PR #2545, opened 2025-10-07
chore(CI): use stable πthon for 3.14 gates

vytas7:
Waiting for the `versions-manifest` update in the "setup Python" action.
--*--
WHAT IS REQUIRED >> The whole of the data is to be returned with every line intact.

RESPONSE TO THIS EXERCISE >>
PR #2545, opened 2025-10-07
chore(CI): use stable πthon for 3.14 gates

vytas7:
Waiting for the `versions-manifest` update in the "setup Python" action.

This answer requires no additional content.